Work request -
Determine how many lines of this material contain "like". Give only the number.

**** Exercise material ****

PR #29, opened 2018-10-04
OPENEUROPA-1260: Fix authentication logout redirect for the demo server.

drupol:
### Description

Currently, if logged in with the Pcas Demo server using the oe_authentication component, the logout action fails as no redirect URL can be built to redirect back to (see attachment)

Fix this so that login in with the demo server works. If needed, PR should be opened also on pcas demo.

### DIFF
--- a/oe_authentication.install
+++ b/oe_authentication.install
@@ -18,6 +18,7 @@ function oe_authentication_install() {
   \Drupal::configFactory()->getEditable('cas.settings')
     ->set('server.hostname', 'ecas.ec.europa.eu')
     ->set('server.path', '/cas')
+    ->set('server.version', '3')
     ->set('forced_login.enabled', TRUE)
     ->set('forced_login.paths.pages', '/user/login')
     ->set('logout.cas_logout', TRUE)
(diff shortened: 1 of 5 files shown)


oe_authentication.install
```diff
@@ -18,6 +18,7 @@ function oe_authentication_install() {
   \Drupal::configFactory()->getEditable('cas.settings')
     ->set('server.hostname', 'ecas.ec.europa.eu')
     ->set('server.path', '/cas')
+    ->set('server.version', '3')
```
upchuk: Why are we setting version number 3 here? The default configuration the module installs with is for ECAS. In the runner we override these configuration to make it work on our dev envs with PCAS.

runner.yml.dist
```diff
@@ -35,6 +35,7 @@ commands:
         $config['cas.settings']['server']['hostname'] = 'authentication';
         $config['cas.settings']['server']['port'] = '8001';
         $config['cas.settings']['server']['path'] = '/';
+        $config['cas.settings']['server']['version'] = '3';
```
upchuk: Please see above comment. If version 3 is needed for PCAS, this is the only place it needs to be, not in the .install hook.

oe_authentication.install
drupol: Hello, I tested with both and it works.
For more consistency with the rest, I would leave it like it is.

runner.yml.dist
drupol: As discussed and based on the source of the cas module and pcas server lib, it needs to stay like this to let the module use the proper url argument (url <> service).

****

Your solution -
2